This column first ran in Valerie Monroe’s newsletter, How Not to F*ck Up Your Face, which you can subscribe to on Substack.
Q: I love reading your newsletters, especially as a 33-year-old who generally hadn’t been concerned about aging until I hit 32. I got Botox in my forehead and in my jaw muscles and I’m so worried the result actually f*cked up my face. What I learned from doing the forehead Botox is that my elastic and varied facial expressions are my favorite things about my face, and now my eyebrows don’t move in unison … even after it seems the Botox has mostly worn off. And although the jaw Botox was the only thing that has ever helped my TMJ, my smile now looks entirely different to me than it did a year ago. I don’t like it. Is there any way to reverse this? I’ve begun using a NuFace and hoping it will stimulate the frozen muscles, but is there anything else? Should I resign myself to the fact that this is permanent?
A: First, dear E, thanks for trusting me with your question. And here is why you should take my advice: I’m a 73-year-old former magazine editor with decades of experience in the beauty industry, and I’ve seen it all. The good news is the neurotoxin will wear off; how long that takes depends on the injected type (Botox versus Xeomin versus Dysport) and your body chemistry. So be patient; I’m pretty sure there are no neurotoxin results that last more than approximately six months.

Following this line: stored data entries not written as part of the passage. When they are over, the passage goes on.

PR #3654, opened 2021-07-14
Bug1971732-subCA Installation cert validation failure

ladycfu:
This is an interim debug/quick fix that will bypas cert validation due
to missing CA signing cert and trust in the nssdb.  With this patch
pkispawn will complete, however, one still needs to manually add
the ca signign cert like the following:
$ certutil -d /var/lib/pki/rhcs10-TMS-SubCA/alias -A -t "CT,C,C" -n "TMS-CA_caSigningCert" -i ca.cert

A more permanent fix should follow to add the ca signing cert at an appropriate location prior to cert validation.

https://bugzilla.redhat.com/show_bug.cgi?id=1971732


ckelleyRH (approved):
LGTM!

c-dorney (approved):

PR #3967, opened 2022-04-04
Update CI tests to cache build artifacts

edewata:
The CI tests have been modified to use cache action to distribute build artifacts among the jobs which should be faster than using upload/download actions.

### DIFF
--- a/.github/workflows/acme-tests.yml
+++ b/.github/workflows/acme-tests.yml
@@ -66,15 +66,15 @@ jobs:
             COPR_REPO=${{ needs.init.outputs.repo }}
           tags: pki-runner
           target: pki-runner
-          outputs: type=docker,dest=/tmp/pki-runner.tar
+          outputs: type=docker,dest=pki-acme-runner.tar
 
-      - name: Upload runner image
-        uses: actions/upload-artifact@v2
+      - name: Store runner image
+        uses: actions/cache@v3
         with:
-          name: pki-runner-${{ matrix.os }}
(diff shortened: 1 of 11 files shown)


.github/workflows/acme-tests.yml
```diff
@@ -66,15 +66,15 @@ jobs:
             COPR_REPO=${{ needs.init.outputs.repo }}
           tags: pki-runner
           target: pki-runner
-          outputs: type=docker,dest=/tmp/pki-runner.tar
+          outputs: type=docker,dest=pki-acme-runner.tar
 
       - name: Upload runner image
```
ckelleyRH, line 71: Minor nitpick - should we change the names of these tasks to be Cache rather than Upload?

ckelleyRH (approved):
Interesting, LGTM! Made one minor suggestion about naming. It will be interesting in a few weeks time to compare before/after to see what the savings are.

.github/workflows/acme-tests.yml
edewata: I think cache/upload is an implementation detail. Should we call these tasks Store & Retrieve instead?

ckelleyRH: Sure, works for me.

edewata:
@ckelleyRH Updated. Thanks!

Right now we have a code in CI to cache the dependencies in the dnf folder but for some reason it doesn't work. I'm thinking we might be able to cache the dependencies as a container image instead like in this PR, so stay tuned :)

PR #3970, opened 2022-04-07
Deprecate the PKI console (in v10)

ckelleyRH:
- Added a `package-info.java` to warn about removal at the package level in each console java package under `pki/base/console/*`.
- Added deprecation annotations and javadoc to each class in each package.


ckelleyRH:
This is the `v10` version of #3965.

Most importantly, though, I think you should have a conversation with a board-certified dermatologist or plastic surgeon. They can reassure you that the effects aren’t permanent. That’s one thing. Another is that it’s helpful to remember no one sees you with the critical eye with which you see yourself. What seems like a visible difference to you may not be noticeable to anyone else. Lastly, NuFace isn’t likely to make a difference whether you’ve had neurotoxin or not; you can read what I wrote about it (and other microcurrent devices) here.
My advice: Relax. Make an appointment with a physician to get clarity (and to calm your fears). Then take advantage of the terrifically important lesson you learned about your face. How lovely to discover it at only 33!
As I was writing that response, two other young readers wrote:
As a 37-year-old who’s had a frozen forehead for the past seven years due to medical Botox, I hate it! It’s changed my smile and I worry my facial aging will look “off.”
I’m 40 and have been doing Botox on my forehead and in between my eyes for about two years. I’m “due” for my next round next week and am really struggling with whether to cancel the appointment. Sometimes I think the Botox just moves the wrinkles to other places. My face is like, Oh, I can’t scowl at people anymore? Fine, I’ll pop up some weird wrinkles on the outside of your eyebrows then. I’m not much of a social-media follower, but every other 40-year-old woman is— and they all do Botox. And many of the women in my family (including my 62-year-old mom and 32-year-old sister) do Botox. I really don’t know what “normal” aging looks like. I do know I’m tired of spending the money, but I’m also scared of looking like I haven’t “aged well” (with all the moral judgment that implies). Quite the conundrum.
I also suggested both readers bring their concerns to either a board-certified plastic surgeon or a dermatologist; as I wrote to the second reader, if they’re a skillful, experienced physician (and a good listener), they might be able to assuage your worries and help you find a more comfortable schedule for treatments (or none at all). As for looking like you’ve “aged well,” make sure a broad-spectrum sunscreen is on your agenda; it’s the most effective treatment for healthy skin. Everything else is … optional.
But the obvious, larger question here is about social pressure. If you, wise readers, have more thoughts about this, please share them. As for what “aging well” looks like, I can tell you what it is not. It is not grasping to maintain a face you have outgrown or trying to freeze that face into submission. It is not yearning to look like an unrealistic beauty ideal of any age. In fact, “aging well” is only “living well,” which is increasingly becoming, year after year after year.